Several days ago I was reading one of Takeo Kanade's classic computer vision papers from 1977 titled "Model Representation and Control Structure in Image Understanding" and I came across a new term, heterarchy. I think motivating this concept is as important as its definition. At the representational level, Kanade does a good job at advocating the use of multiple levels of representation -- from pixels to patches to regions to subimages to objects. In addition to discussing the representational aspects of image understanding systems, Kanade analyzes different strategies for using knowledge in such systems (he uses the term control structure to signify the overall flow of information between subroutines). On one extreme is pass-oriented processing (this is Kanade's term -- I prefer to use the terms feed-forward or bottom-up) which relies on iteratively building higher levels of interpretation from lower ones. Marr's vision pipeline is mostly bottom-up, but that discussion will be left for another post. Another extreme is top-down processing, where the image is analyzed in a global-to-local fashion. Of course, as of 2010 these ideas are being used on a regular basis in vision. One example is the paper Learning to Combine Bottom-Up and Top-Down Segmentation by Levin and Weiss.
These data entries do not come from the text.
PR #3071, opened 2022-11-21
Change from g to kg for SIPNET IC.process

DongchenZ:
## Review Time Estimate

- [ ] Immediately
- [ ] Within one week
- [ ] When possible

## Types of changes

## Checklist:

### DIFF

Kanade acknowledges that the flow of a vision algorithm is very much dependent on the representation used. For image understanding, bottom-up as well as top-down processing will both be critical components of the entire system. However the exact strategy for combining these processes, in addition to countless other mid-level stages, is not very clear. Directly quoting Kanade, "The ultimate style would be a heterarchy, in which a number of modules work together like a community of experts with no strict central executive control." According to this line of thought, processing would occur in a loopy and cooperative style. Kanade attributes the concept of a heterarchy to Patrick Winston who worked with robots in the golden days of AI at MIT. Like Kanade, Winston criticizes a linear flow of information in scene interpretation (this criticism dates back to 1971). The basic problem outlined by both Kanade and Winston is that modules such as line-finders and region-finders (think segmentation) are simply not good enough to be used in subsequent stages of understanding. In my own research I have used the concept of multiple image segmentations to bypass some of the issued with relying on the output of low/mid -level processing for high-level processing. In 1971 Winston envisioned an algorithmic framework that is a melange of subroutines -- a web of algorithms created by different research groups -- that would interact and cooperate to understand an image. This is analogous to the development of an operating system like Linux. There is no overall theory developed by a single research group that made Linux a success -- it is the body of hackers and engineers that produced a wide range of software products that make using Linux a success.
Unfortunately given the tradition of computer vision research, I believe that an open-source-style group effort in this direction will not come out of university-style research (which is overly coupled with the publishing cycle). It would be a noble effort, but would more of a feat of engineering and not science. Imagine a group of 2-3 people creating an operating system from scratch -- it seems like a crazy idea in 2010. However, computer vision research is often done in such small teams (actually there is often a single hacker behind a vision project). But maybe going open-source and allowing several decades of interaction will actually produce usable image understanding systems. I would like to one day lead such an effort -- being both the theoretical mastermind as well as the hacker behind this vision. I am an INTJ, hear me roar.